# How do I make this ????????



## Bob765 (Feb 25, 2009)

I need some advice.
I am making a Headboard and want to put a design in the center of it. Something like a Large R within a circle or banner like a family crest design etc. I have a plunge router and was wondering how do I go about this exactly?? Also does anyone know of any Youtube videos out there that would demonstrate such work with a router as everything I find seems to be cnc or just really simple sign cutting stuff ??? Help is appreciated.


----------



## HDS (Jun 3, 2009)

Hi Bob, don't wish to offend, but, have you thought of reconsidering, you're going to have to live with your design for years!
Keep as personalised design subtle and tasteful as possible IMO.

BR,
H


----------



## rwyoung (Aug 3, 2008)

Not a headboard but I recently used my router, ski jig (browse around in the jigs section to learn more on ski jigs), some fine router bits and made the carved panels for a blanket chest. This is from a design by Thomas MacDonald, based on 17th century Pilgrim chests. Tommy has a series of videos over at MLW Woodworking - Tools, Videos, Projects, and The 207 Forum Very, very informative, if a little silly sometimes. 

The bits I used to rough out the outline I purchased from Think-and-Tinker. These are the fishtail cutters. I think used the 3/32" one the most. With the 1/4" collar pressed on I could use it in my router.

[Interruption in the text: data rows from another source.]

PR #372, opened 2022-04-07
Altis dashboard pagination wrapping.

robindevitt:
#### Issue 
[Original issue](https://github.com/humanmade/altis-analytics/issues/239)
The pagination links are not wrapped and go outside the visible screen when there are a large number of pages.
157015083-04873af5-6021-4550-bd89-6da30666fa50

#### Solution
The solution was provided in the initial issue to adding `flex-wrap:wrap;` to the container to resolve the issue.
Screenshot 2022-04-07 at 16 18 54


roborourke:
I think we may need to add some logic to limit the number of visible pages too, I'll write up some acceptance criteria

robindevitt:
In a use case where a user has 200+ pages on their site. Pagination will start "1 2 3 4 ... 398 399 400" for example. If the user was needing to navigate to page 150, they would need to click through roughly 147 times until they can click page 150, would having an option for a user to select a page or input a page number to navigate to quickly be useful too?

rmccue:
I don't think we necessarily need a jump-to-page capability here; with that much data, search is more useful than jumping to a page. Plus, if you're sorting by popularity, you wouldn't know what page it's on.

If we want to keep it anyway, we can combine with the page indicator, eg "Page \_2\_ of 12 [Go]"

robindevitt:
I have dropped the option to navigate to a specific page due to the limited options available. 

This is what it currently look like:

robindevitt:
@roborourke This is ready for review, I had you as a reviewer already but couldn't re-request a review.

src/accelerate/components/List.tsx
```diff
@@ -1,6 +1,7 @@
 import React, { useState } from 'react';
 import { useSelect } from '@wordpress/data';
 import { __ } from '@wordpress/i18n';
+import { Pagination } from "react-pagination-bar"
```
roborourke, line 4:
```suggestion
import { Pagination } from 'react-pagination-bar';
```
Single quotes for imports and always use a semi-colon. If in doubt look at the existing code style in the file and keep it consistent with that.

src/accelerate/components/List.tsx
```diff
@@ -39,6 +40,9 @@ export default function List( props: Props ) {
 
 	const maxViews = posts.reduce( ( carry, post ) => Math.max( post.views, carry ), 0 );
 
+	const [currentPage, setCurrentPage] = useState(1);
```
roborourke, line 43: Spacing
```suggestion
	const [ currentPage, setCurrentPage ] = useState( 1 );
```

src/accelerate/components/List.tsx
```diff
@@ -39,6 +40,9 @@ export default function List( props: Props ) {
...
+  	const pagePostsLimit = 3;
```
roborourke, line 44: This doesn't appear to be used anywhere

src/accelerate/components/List.tsx
```diff
@@ -156,33 +160,22 @@ export default function List( props: Props ) {
...
-							} ) }
-							<button
-								disabled={ page <= pagination.pages }
-								type="button"
-								onClick={ () => setPage( page + 1 ) }
-							>
-								{ __( 'Next', 'altis' ) } →
-							</button>
+							{ pagination.total > 0 && (
+								<>
```
roborourke, line 164: Given that if this doesn't show then we'll have empty `.table-footer` and `.pagination` divs. We could move this logic higher so the pagination div at least is only output if we have a non zero `pagination.total` value.

You wouldn't need the fragment wrapper then.

src/accelerate/components/List.tsx
```diff
@@ -156,33 +160,22 @@ export default function List( props: Props ) {
...
+										itemsPerPage={25}
+										onPageСhange={ ( pageNumber ) =>{
+											setCurrentPage( pageNumber );
+											setPage( pageNumber );
+										} }
+										totalItems={pagination.total}
+										pageNeighbours={5}
+										withGoToInput={true}
+									/>
+									<span className="current-page">{ __( 'Page ', 'altis' ) } { page } { __( 'of ', 'altis' ) } { pagination.pages }</span>
```
roborourke, line 176: Check you spacing and formatting all throughout here. The dev server should be warning you about some of it but if not it's the spacing of prop values and removing the superfluous brackets around the single parameter in `onPageChange` arrow function that needs updating.

roborourke (changes requested):
Looking alright but some bits that could use a bit of polish

src/accelerate/components/List.tsx
robindevitt: Oversight from my side, when I was implementing the new pagination I kept the old pagination in place, removed and resolved now.

roborourke (approved):
One small edit on the page change callback

PR #383, opened 2022-05-02
Mis-styled text on insights page/popup

robindevitt:
This is a solution using CSS with minimal changes.

### Issue
When accessing the insights view for an A/B block there is a mis-styled date.

[Original issue ](https://github.com/humanmade/product-dev/issues/998)

As a popup from within the post editor it looks like this:
Screenshot 2022-05-02 at 17 39 11

### Testing notes
I used a fixed width, which was determined using using a "potential" longest date of "September 33, 3333" to ensure the date stays on a single line.

The negative margins allow the span in the original issue to remain centered as the slider moves during the timeline.  

### Solution
Suggested changes will allow it to look like this:
Screenshot 2022-05-02 at 17 41 36
Screenshot 2022-05-02 at 17 42 16

### DIFF
--- a/src/blocks/ui/components/timeline.js
+++ b/src/blocks/ui/components/timeline.js
@@ -64,6 +64,7 @@ const StyledTimeline = styled.div`
 			text-align: right;
 			bottom: -4px;
 			padding-bottom: 4px;
+			white-space: nowrap;
 			&:before {
 				top: auto;
 				bottom: -7px;
@@ -72,9 +73,6 @@ const StyledTimeline = styled.div`
 
 			.altis-analytics-timeline__text {
 				margin-right: -2.5rem;
-				margin-left: -2.5rem;
-				width: 130px;
-				display: inline-block;
 			}
 		}
 	}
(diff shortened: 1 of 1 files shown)


robindevitt:
I have done the CSS changes inline via my browser, however I have an "issue" getting it to show on my local.

When clicking the "View experience insights" button I have the following error show-
> This block has encountered an error and cannot be previewed.

roborourke:
I don’t think this is really what we’re after, it looks like the test is already part way through. Is there a way to set a minimum width on the container for the current date? Or use white-space: no wrap on it?

robindevitt:
Thanks for the feedback @roborourke.

I have removed my initial changes as it was achievable with `white-space: no wrap;`.

roborourke (approved):

src/blocks/ui/components/timeline.js
```diff
@@ -64,6 +64,7 @@ const StyledTimeline = styled.div`
 			text-align: right;
 			bottom: -4px;
 			padding-bottom: 4px;
+			white-space: nowrap;
```
mikelittle, line 67: Do! Is that all it was? I thought I'd tried that, but maybe I tried it in the wrong place! Cheers.

PR #384, opened 2022-05-03
Prevent fatal error if aggregations are empty

roborourke:
Noticed when there's no analytics data or indexes yet, rare but can happen at least on local.


robindevitt (approved):
Looks good 👍🏼

PR #389, opened 2022-05-06
Switch to intersection observers for tracking XB views

roborourke:
There was a problem with the earlier scroll tracking behaviour not triggering on first load, so some events were not being picked up.

Additionally once that was resaolved I observed double tracking of events caused by not clearing the queue early enough and a race-condition happening.Needs further work in a future update to make delivery more robust.

Fixes https://github.com/humanmade/product-dev/issues/1004

### DIFF
--- a/src/analytics.js
+++ b/src/analytics.js
@@ -746,6 +746,10 @@ const Analytics = {
 	 * @param {object} endpoint Optional updated endpoint data.
 	 */
 	flushEvents: async ( endpoint = {} ) => {
+		// Snapshot events to send and clear.
+		const eventsToDeliver = Analytics.events;
+		Analytics.events = [];
+
 		// Ensure flushEvents isn't called too quickly when set via timeout.
 		if ( Analytics.timer ) {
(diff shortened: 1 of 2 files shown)


roborourke:
If you're happy with the changes @mikelittle go ahead and merge, then merge the following backport PRs if they are created successfully. I'll go through and correct any that don't work automatically.

Once you have merged the backported PRs and you feel comfortable doing so you can go to the releases page on this repo and create a new release from each version branch you merged a backport to.

For example select `v4-6-branch` and enter a new tag name with the patch version bumped e.g. 4.6.2 and choose "create new tag on publish".

Enter the tag version number as the release title and then this PR title as the description entry then hit "publish release". The assets will be built automatically.

No worries if you prefer not to, happy to go through the process with you next week.

shadyvb (approved):
LGTM, one note though on use of `IntersectionObserver` is that it breaks compatibility with IE, so we might need to factor that in the release version / docs.

roborourke:
Added the polyfill.io code for intersection observer, good catch 👍

PR #408, opened 2022-05-18
Handle cron schedules being null

joehoyle:
We had a case where some 3rd party code is setting `$schedules` to null.

### DIFF
--- a/inc/export/cron/namespace.php
+++ b/inc/export/cron/namespace.php
@@ -73,7 +73,10 @@ function bootstrap() : void {
  * @return array
  */
 function setup_cron_interval( $schedules ) : array {
-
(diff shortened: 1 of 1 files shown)


tfrommen (approved):

roborourke:
Does this affect more than just 4.6? We may need to backport it further

joehoyle:
IMO no, it was a fix for a bad-acting filter adjusting the type in accelerate. I don't think it's worth backporting-- though might be one data point to evaluate whether type hinting should be used for filter / action callbacks at all.

roborourke:
Interesting. The alternative is type checking in every filter I suppose, but then do you trust the value or return a default... It can be useful feedback during development to get a fatal. Tricky one to apply a blanket approach to.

To get the textured background, I made a dimpling tool from a carriage head bolt. Ground the end round and then filed in a very rough cross shape. Whack with a mallet, overlap and rotate and you get a pretty random background. Also made a smaller one from a flat blade screw driver for tighter areas.

I only used three sizes of sweep chisels. I had drawn my patterns and then took them to my local Woodcraft store. One of the sales associates unlocked the Pfiel display case for me and let me figure out which chisels best fit what I wanted to do. Very nice of them considering I only bought 3 (still not a cheap buy though)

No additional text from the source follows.